La defensa lo dice con todas las letras. El abogado Martín Juvinao Diazgranados sostiene que el convenio se celebró con una fundación agroambiental, que cumplía los requisitos exigidos y que estaba dirigido a las comunidades del resguardo Kogui, Malayo y Arhuaco. Cuestiona que el fallo no precisó cuáles normas esenciales se habrían vulnerado, y desmiente la versión de que su cliente fue capturado en su residencia. Todo eso se resolverá en la apelación, y por eso conviene ser precisos: esto es una condena de primera instancia, no una sentencia en firme. Tete Samper tiene derecho a que un tribunal superior revise el fallo. Ese es el debido proceso, y se respeta. Lo que no se puede pedir es que el país haga de cuenta que no vio el patrón que se repite desde hace una década.
La pregunta, entonces, no es si Tete Samper firmó un mal convenio. Un juez ya dijo, en primera instancia, que sí. La pregunta es por qué un mecanismo tan sencillo, el convenio de asociación con una fundación de papel, sigue disponible para cualquier alcalde de Colombia que quiera convertir el hambre de los niños en un edificio. La corrupción no solo se denuncia, se disecciona. Y una vez que uno ve el molde, ya no puede dejar de verlo en el próximo municipio, en el próximo convenio, en el próximo festival. La plata de los pobres tiene dueños, y casi nunca son los pobres. La verdadera pregunta es cuánto tiempo más vamos a firmar ese convenio con nuestro silencio.
El caso a tres voces
James BuchananElección pública / economía constitucional
James Buchanan, premio nobel y padre de la teoría de la elección pública, lo vería sin sorpresa. Para él, el funcionario no deja de ser un individuo que persigue su propio interés cuando se pone la banda. La pregunta correcta no es si un alcalde será honesto, sino qué reglas lo obligan a serlo. Un convenio de asociación que se adjudica de manera directa, sin veeduría y sin competencia, es una regla del juego escrita por los mismos que iban a jugarlo.
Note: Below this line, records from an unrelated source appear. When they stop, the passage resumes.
PR #705, opened 2024-09-16
Add end-to-end tests to CI pipeline

samuelhwilliams:
### Change description
Automatically run e2e (browser) tests as past of the deployment pipeline, in the `test` environment.

We add this to the `aws_copilot_deployment` job so that the e2e tests run as part of the concurrency group configured in `deployment_cd_test_prod`, preventing e2e tests from running at the same time, or while other new code is deploying to the same environment
- which would potentially invalidate the e2e test result.


albertkol:
I see we are running the e2e tests after deployment, is it not too late at that point? 
I thought we'd want to run them before we have the code merged into `main` to flag that new code broke core functionality of the apps.

samuelhwilliams:
It's not currently possible to run the tests against a PR because that PR doesn't get deployed anywhere until merging.

These tests will stop broken code reaching production, which is still an improvement.

Running them as PR checks would be nice but we would need something like https://github.com/communitiesuk/funding-service-design-post-award-data-store/pull/590 to exist first.

albertkol:
Oh.. right.. there wouldn't be a `dev` or `test` deployed with the code.

Would there be any value for a `pytest --e2e` to run as on push branch, as we run our unit tests? Or is it too spammy?

samuelhwilliams:
What would they run against?

albertkol (approved):
There is no way to test this before merging? :boom:

samuelhwilliams:
> There is no way to test this before merging? 💥

Not without a load of faff, I think... So fingers crossed? 🤞 

(technically yes there is .. but faff ... so just YOLOing may be faster/easier)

El poder que no encuentra un límite externo termina redactando las normas a su favor. La sociedad civil, decía Buchanan, es ese límite. Donde ella se duerme, el Estado se agranda y aplasta.
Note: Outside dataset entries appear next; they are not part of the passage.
PR #708, opened 2024-09-17
Include default context args and close gracefully, and bump playwright version

samuelhwilliams:
### Change description
This closes the browser contexts correctly at the end of each test run,
and uses playwright's `new_context` fixture which will pass default
parameters correctly, therefore allowing flags like `--video=on` to work
properly.

### DIFF
--- a/tests/e2e_tests/conftest.py
+++ b/tests/e2e_tests/conftest.py
@@ -97,11 +97,16 @@ def user_auth(
     context: BrowserContext,
     e2e_test_secrets: EndToEndTestSecrets,
 ) -> Account:
+    """This fixture sets up the browser with an auth cookie so that the test user is 'logged in' correctly.
+
+    It bypasses the standard authentication process of doing this (using Authenticator), and instead (ab)uses our
+    JWT authentication model by self-signing the blob of data that authenticator provides.
+
+    We should be careful to keep this blob of JWT data in sync with what Authenticator would actually set."""
     email_address = generate_email_address(
         test_name=request.node.originalname,
         email_domain="communities.gov.uk",
     )
-
     roles_marker = request.node.get_closest_marker("user_roles")
     user_roles = roles_marker.args[0] if roles_marker else []
 
--- a/tests/e2e_tests/conftest.py
+++ b/tests/e2e_tests/conftest.py
@@ -4,8 +4,9 @@ import warnings
 
 import jwt
 import pytest
-from playwright.sync_api import Browser, BrowserContext, ConsoleMessage, Page
+from playwright.sync_api import BrowserContext, ConsoleMessage, Page
 from pytest import FixtureRequest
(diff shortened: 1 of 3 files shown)


tests/e2e_tests/conftest.py
```diff
@@ -67,10 +68,11 @@ def authenticator_fund_config(request: FixtureRequest) -> TestFundConfig:
 
 
 @pytest.fixture
-def context(request: FixtureRequest, browser: Browser, e2e_test_secrets: EndToEndTestSecrets):
+def context(new_context: CreateContextCallback, request: FixtureRequest, e2e_test_secrets: EndToEndTestSecrets):
```
albertkol, line 71: question: is it just a syntax change here? Injecting directly `CreateContextCallback` so we don't have to do `browser.new_context`, right?

tests/e2e_tests/conftest.py
```diff
@@ -67,10 +68,11 @@ def authenticator_fund_config(request: FixtureRequest) -> TestFundConfig:
...
     e2e_env = request.config.getoption("e2e_env")
     http_credentials = e2e_test_secrets.HTTP_BASIC_AUTH if e2e_env in {"dev", "test"} else None
-    return browser.new_context(http_credentials=http_credentials)
+    context = new_context(http_credentials=http_credentials)
+    yield context
```
albertkol, line 75: question: any difference between `yield` and `return` is this context? or was `return` not closing the browser context correctly?

albertkol (approved):
:+1:

tests/e2e_tests/conftest.py
samuelhwilliams: Not quite - it's more impactful than that.

The `new_context` fixture provided by `pytest-playwright` also makes sure to inject a bunch of default arguments to the `browser.new_context` call that were previously missing when I created it directly. The fixture also properly closes down any created contexts automatically; when creating them manually I should have been calling `context.close()` after the `yield` (this is why browser tabs were staying open during test runs in `--headed` mode before).

tests/e2e_tests/conftest.py
samuelhwilliams: No different in this context. `yield` is useful in fixtures if you want to do things during test teardown (ie after returning the fixture).

This could've stayed as a `return`. I made it a `yield` because at some point while making this I added some cleanup to the fixture after the `yield`.

When I removed that cleanup I forgot to turn this back into a `return` (and also it doesn't matter)

tests/e2e_tests/conftest.py
albertkol: Oooh.. neat!

tests/e2e_tests/conftest.py
samuelhwilliams: (ive made it a return again)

Alejandro NietoDesgobierno de lo público / captura institucional
Alejandro Nieto, el jurista que escribió El desgobierno de lo público, pondría el foco en la estructura. Para Nieto, la corrupción no es un episodio de manzanas podridas: es un sistema, una administración capturada por una clase que la trata como botín y no como servicio. El convenio de Ciénaga encaja en su tesis como un guante. La fundación de papel, el objeto social noble que sirve de fachada, el control que llega once años tarde: no son fallas del sistema, son el sistema funcionando como fue diseñado. Nieto lo llamaría por su nombre, una casta parasitaria que vive del erario y castiga al que denuncia.
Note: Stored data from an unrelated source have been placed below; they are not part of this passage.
PR #709, opened 2024-09-17
Remove mypy file exceptions part 1

albertkol:
FPASF-570: Part 1 (checklist)

Removes mypy exceptions from following files:
- data_store/controllers/failed_submission
- data_store/controllers/ingest_dependencies
- data_store/db/entities

### How to test
Is `mypy` happy?
Is `pytest` happy?
Does `flask db check` say that new migrations are needed?

### DIFF
--- a/data_store/controllers/failed_submission.py
+++ b/data_store/controllers/failed_submission.py
@@ -12,11 +12,11 @@ def get_failed_submission(failure_uuid: str) -> str:
     :return: the failed submission
     """
     try:
-        failure_uuid = UUID(failure_uuid, version=4)
+        uuid = UUID(failure_uuid, version=4)
     except ValueError as error:
         raise ValueError("failure_uuid is not a valid UUID.") from error
 
-    file_key = get_failed_file_key(failure_uuid)
+    file_key = get_failed_file_key(uuid)
 
     presigned_url = create_presigned_url(
         bucket_name=Config.AWS_S3_BUCKET_FAILED_FILES, file_key=file_key, filename=file_key
--- a/data_store/controllers/failed_submission.py
+++ b/data_store/controllers/failed_submission.py
@@ -4,21 +4,20 @@ from config import Config
 from data_store.aws import create_presigned_url, get_failed_file_key
 
 
-def get_failed_submission(failure_uuid: str) -> str:
+def get_failed_submission(failure_uuid: UUID) -> str:
     """Returns a presigned ULR to S3 storage to download a submission that
     matches the provided failure id.
 
     :param failure_uuid: UUID that matches the submission.
     :return: the failed submission
     """
-    try:
-        uuid = UUID(failure_uuid, version=4)
-    except ValueError as error:
-        raise ValueError("failure_uuid is not a valid UUID.") from error
 
-    file_key = get_failed_file_key(uuid)
+    file_key = get_failed_file_key(failure_uuid)
 
     presigned_url = create_presigned_url(
-        bucket_name=Config.AWS_S3_BUCKET_FAILED_FILES, file_key=file_key, filename=file_key
+        bucket_name=Config.AWS_S3_BUCKET_FAILED_FILES,
+        file_key=file_key,
+        filename=file_key,
     )
+
     return presigned_url
--- a/data_store/db/entities.py
+++ b/data_store/db/entities.py
@@ -8,7 +8,7 @@ from sqlalchemy.ext.hybrid import hybrid_property
 from sqlalchemy.orm import Mapped
 from sqlalchemy.sql.operators import and_, or_
 from sqlalchemy.orm import mapped_column, relationship
-
+from sqlalchemy.sql import expression
 from data_store.db import db
 from data_store.db.types import GUID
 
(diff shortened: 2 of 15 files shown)


data_store/controllers/failed_submission.py
```diff
@@ -12,11 +12,11 @@ def get_failed_submission(failure_uuid: str) -> str:
     :return: the failed submission
     """
     try:
-        failure_uuid = UUID(failure_uuid, version=4)
+        uuid = UUID(failure_uuid, version=4)
```
samuelhwilliams, line 15: nit: don't super love overloading the `uuid` module name. Can we make this function just take a uuid and change it upstream so that we don't need to do the casting/error handling here - or is that more faff?

data_store/db/entities.py
```diff
@@ -49,18 +49,26 @@ class Funding(BaseModel):
     project: Mapped["Project"] = sqla.orm.relationship(back_populates="funding_records")
 
     __table_args__ = (
+        # migration auto-generate does not pick up these constrainsts
+        # TODO: Create migration to apply these constraints
```
samuelhwilliams, line 53: Good spot - let's fix this ASAP, please make a ticket in the tech backlog 👀

data_store/db/entities.py
```diff
@@ -49,18 +49,26 @@ class Funding(BaseModel):
...
+                ),
+                sqla.Boolean,
             ),
             name="ck_risk_register_programme_junction_id_or_project_id",
         ),
+        # I suspect ck_funding_start_or_end_date is not applied
         # check that both start and end dates are not null at the same time
         sqla.CheckConstraint(
-            or_(start_date.isnot(None), end_date.isnot(None)),
+            "start_date IS NOT NULL OR end_date IS NOT NULL",
```
samuelhwilliams, line 68: question: why do we need to change to text here?

data_store/table_extraction/config/pf_r1_config.py
```diff
@@ -12,7 +12,7 @@
 )
 from data_store.validation.pathfinders.schema_validation.consts import PFEnums
 
-PF_TABLE_CONFIG = {
+PF_TABLE_CONFIG: dict[int | str, dict[str, dict]] = {
```
samuelhwilliams, line 15: Definitely a starting attempt 😓

data_store/transformation/pathfinders/pf_transform_r1.py
```diff
@@ -24,7 +24,7 @@ def transform(df_dict: dict[str, pd.DataFrame], reporting_round: int) -> dict[st
         row["Local Authority"]: row["Reference"][:6] for _, row in project_details_df.iterrows()
     }
     project_name_to_id_mapping = {row["Full name"]: row["Reference"] for _, row in project_details_df.iterrows()}
-    transformed = {}
+    transformed: dict[int | str, pd.DataFrame] = {}
```
samuelhwilliams, line 27: question: Do we _actually_ have int keys here ever?

samuelhwilliams (commented):
It feels like maybe `dict[int | str, pd.DataFrame]` should be a custom defined type somewhere, since we use it in so many places?

data_store/db/entities.py
albertkol: `CheckConstraint` is not accepting of `or_`'s return type. That's why I have to do the `expression.cast` above, which I think it's an ugly, hard to understand, work around to satisfy the typing. So, here, rewriting it to a string seemed both easier to read and fixed the typing, as `str` is accepted.

When I saw `CheckConstraint` not approve `or_`'s return type, it made me wonder if the code even works. That's when I noticed that the database does not list these constraints at all. So I might as well have removed them.

data_store/db/entities.py
albertkol: What makes me nervous if when we migrate these... we might already have "non-compliant" data.

data_store/table_extraction/config/pf_r1_config.py
albertkol: It seems like every time some function expects a `dict[int | str, dict[str, dict]]` type and the dict keys are manually set to always be `str`, we have to type-hint it to include `int` as well, otherwise it will infer that its type is only `dict[str, dict[str, dict]]`. Sad.

data_store/transformation/pathfinders/pf_transform_r1.py
albertkol: Explained above the behaviour I observed.

data_store/db/entities.py
samuelhwilliams: yes, that's why I say we should do (try) it sooner rather than later. Especially before the next rounds 🤞

data_store/validation/initial_validation/checks.py
```diff
@@ -144,7 +144,7 @@ def run(self, workbook: dict[int | str, pd.DataFrame], **kwargs) -> tuple[bool,
         return result, "" if result else error_message
 
 
-class SheetCheck:
+class SheetCheck(Check):
```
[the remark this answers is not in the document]
samuelhwilliams: much lazy

samuelhwilliams (approved):
optional: consider that patch I sent you and whether it's an improvement or a problem (or maybe just wait until the future when we find out any potential repercussions)

data_store/controllers/failed_submission.py
albertkol: I moved the try - catch outside this function. The function accepts directly a UUID now.

Was this was you suggested?

samuelhwilliams: Basically yes :)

Alberto BrandoliniLey de Brandolini / asimetría del bullshit
Y está la ley de Brandolini, el principio de asimetría del bullshit: refutar una mentira cuesta diez veces más energía que decirla. La defensa afirma, en una sola frase, que el convenio cumplía los requisitos. Demostrar lo contrario le tomó a la Fiscalía años de pruebas, peritos y audiencias. Ahí está la trampa de fondo. El corrupto lanza una versión sencilla y tranquilizadora, cumplíamos la ley, y el sistema tiene que gastar una década desmontándola pieza por pieza. Por eso el periodismo que disecciona no compite en velocidad con el que miente. Compite en profundidad. Y la profundidad, tarde o temprano, deja marca.